━━ RECORD SET ━━
PR #3027, opened 2026-03-28
fix: make image generation input params optional

### LINKED ISSUE #2648: `ImageGenerationCall` input param type incorrectly requires `result` and `status`

raashish1601:
## Summary
- make the Responses ImageGenerationCall input TypedDicts treat 
esult and status as optional keys
- add a focused regression test covering the TypedDict required/optional key sets

Closes #2648.

## Validation
- python -m pytest -o addopts='' tests/lib/responses/test_image_generation_call_input_param_types.py -q
- python -m ruff check src/openai/types/responses/response_input_item_param.py src/openai/types/responses/response_input_param.py tests/lib/responses/test_image_generation_call_input_param_types.py
- git diff --check

### DIFF
--- a/src/openai/types/responses/response_input_item_param.py
+++ b/src/openai/types/responses/response_input_item_param.py
@@ -176,10 +176,10 @@ class ImageGenerationCall(TypedDict, total=False):
     id: Required[str]
     """The unique ID of the image generation call."""
 
-    result: Required[Optional[str]]
+    result: Optional[str]
     """The generated image encoded in base64."""
 
-    status: Required[Literal["in_progress", "completed", "generating", "failed"]]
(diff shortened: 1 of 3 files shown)


marcuswood-oai:
Thanks for updating both input aliases and adding regression coverage for image-ID reuse. The `result` and `status` requirements originate in the shared image-generation schema, so the correction needs to start there and flow through SDK generation.

We’re closing this PR to keep the work together in [openai/openai-openapi#575](https://github.com/openai/openai-openapi/issues/575). Please follow that issue for progress; your ID-only examples and tests are useful references for the upstream correction.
━━━
• EXERCISE REQUIREMENTS: I need every line of the data that has the word "regression"; please list them.

• EXERCISE ANSWER:
- add a focused regression test covering the TypedDict required/optional key sets
Thanks for updating both input aliases and adding regression coverage for image-ID reuse. The `result` and `status` requirements originate in the shared image-generation schema, so the correction needs to start there and flow through SDK generation.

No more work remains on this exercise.